Plummeting Valuations Kick Up Fraud Allegations
There’s a significant upswing of commercial mortgage fraud according to a Wall Street Journal report. Federal prosecutors are chasing down cases of borrowers who illegally manipulate financials and property valuations.
That’s creating concerns across the ecosystem, with lenders and investors likely sources of the bigger worries. Fraudsters, cheaters, and cons aren’t a new invention. They exist in every industry and undertaking, usually represent a small portion of activity, and can be planned for.
Real danger comes when regular market participants are hot to close deals when things are busy and then conditions change. Falling valuations and transactions coupled with higher interest rates and a CRE mortgage maturity wave put many into risky and uncomfortable situations. As Warren Buffett has famously said, when the tide goes out you can see who was swimming naked.
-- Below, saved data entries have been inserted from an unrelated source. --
PR #120, opened 2021-04-11
Add into_owned() for Response and MailboxDatum.

mordak:
This is similar to #115 and adds `into_owned()` for `Response` and `MailboxDatum`.


djc:
Thanks!

mordak:
Do you know when this will make it into a release? Thank you!

djc:
I just pushed out 0.14.1. Hope that helps!

mordak:
> I just pushed out 0.14.1. Hope that helps!

It does very much! Thank you! :)

PR #1, opened 2017-11-10
Refresh README

sanmai-NL:
Add more badges. These help marketing the project. Also add a link to the Tokio stack overview page, to help novices.

PR #122, opened 2021-04-13
Fix #1

stavteklassi:
Fixes #1


dario23:
this looks very fishy, @djc you may want to look into this (and cancel the CI jobs if possible?). weird code side-loaded in the last line, "hidden" by base64 encoding.. i already reported the user (has a number of other "Fix #1" PRs to other repos, nothing else), maybe more people want to do that..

A few years ago, pandemic-era easy monetary policy meant to rescue the economy pumped enormous amounts of liquidity into all sorts of markets. Commercial real estate was one of them. Capital poured in, valuations jumped, and many investors and funds new to CRE began bidding up prices. Interest rates were low, available leverage was high, and there were profit incentives to seek high valuations with the chance of pulling out capital for profit or other investments.
The fall in valuations is significant. When the value of a property drops precipitously from an earlier valuation, the differential affects the ability to sell with a profit or to refinance a property.
In CRE, such moves can be remarkably easy, given how the industry works. According to the Journal, it’s the hands-off process of determining property valuations.
“As long as the numbers look in line with those of similar properties, lenders usually trust that they are accurate, brokers say,” they wrote. “Auditing books is expensive and time-consuming, and lenders competing for deals may be reluctant to antagonize landlords with onerous due diligence.”
Due diligence also takes time. In a competitive landscape, lenders often want to move quickly to close deals when they’re available. When things slow down, like the last two years, and conditions change, the corner-cutting eventually rises to visibility.
That’s become obvious. Banks of all sizes, are getting hurt by the percentage and quality of assets tied up in CRE. That even includes the largest ones. S&P Global Market Intelligence analyzed Q1 regulatory findings. They found that while giant banks had lower percentages of CRE loans in total, but those had higher percentages of loans that were either delinquent or nonaccrual.
This is why lenders want to know what is happening in their portfolios. Which loans will be safe, which could be headed for problems, which can be given the extend-and-pretend treatment, and which ones should be referred to legal authorities.